DEVENS — A COVID-19 vaccination site will be opening in May in Devens, a first for the Nashoba Valley, and one that has been months in the making.
The site will be located at Clear Path for Veterans New England, 84 Antietam St., the site of the former Cutler Army Hospital. The site will be open to all state residents.
“After months of working alongside Representatives Sheila Harrington and Danillo Sena and Senator Jamie Eldridge and the rest of the Nashoba Valley legislative delegation, it’s wonderful to hear of the new regional vaccine site that will open in Devens,” state Rep. Jim Arciero said in a statement. “As we look to end the pandemic as soon, and as safely, as possible, it is vital for people to get vaccinated. Hopefully, the Devens regional site provides a valuable resource for those who have yet to be vaccinated and are looking to return to some form of normalcy and see loved ones again.”

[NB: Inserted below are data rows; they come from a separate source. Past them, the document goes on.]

Issue #1317, opened 2016-07-29
Mesh smoothing


palliez:
It is possible to fair - but this requires constraining vertices. 
does it make sense to add a menu for smoothing? Laplacian with or without volume preserving, with feature preserving (aniso smoothing) when detected.

lrineau:
@janetournois Can you comment?

@palliez I must admit I have not fully understood. Can you be a bit more specific?

janetournois:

The site, approved Tuesday night by the Baker-Polito administration, will provide a welcome relief for local politicians and their constituents, many of whom have been unable to drive to other sites in Lowell, Foxboro, Boston, Danvers or elsewhere in the state.
Although the site will be open to all Massachusetts residents, the area’s delegation is hopeful that partnerships with local Boards of Health and Councils on Aging may help Nashoba Valley residents get appointments. Towns’ Councils on Aging may also provide transportation to the site for seniors.
Eldridge said he had heard from town administrators and Council on Aging directors that seniors, those with serious health conditions and those with disabilities wanted a local site.
“We were just consistently reaching out to… the Department of Public Health,” he said. “You have 16 towns that are fully committed to dedicating town employees and volunteers, and there’s inequity. There’s a vaccination desert, if you will, in the Nashoba Valley, in North Central Mass., and the Devens site would be the best one to address those gaps.” He added that there are currently about 150 other regional site applications being considered.
Although the effort by local and state-level politicians stretched over months, Eldridge said Secretary of Health and Human Services Marylou Sudders had told the group she “(wanted) to get to yes” on the site and had been supportive throughout the process.
Littleton Town Administrator Anthony Ansaldi said he was “frustrated” that, at one point, the entire Nashoba Valley, comprising 130,000 residents, received 100 vaccines, the same number received by Acton alone.
He added that he is “elated” about the vaccination site, and is ready for Littleton to lend a hand at the site through resources including the Fire Department, local paramedics, and the town’s Rotary Club. “We’re ready to answer the bell, and whatever that might be that they need from Littleton, we’ll provide that level of service assistance for the site,” he said. “We’re so grateful to our delegation for seeing it through and getting it approved on the state level. And now it’s now it’s time for reaction and planning.”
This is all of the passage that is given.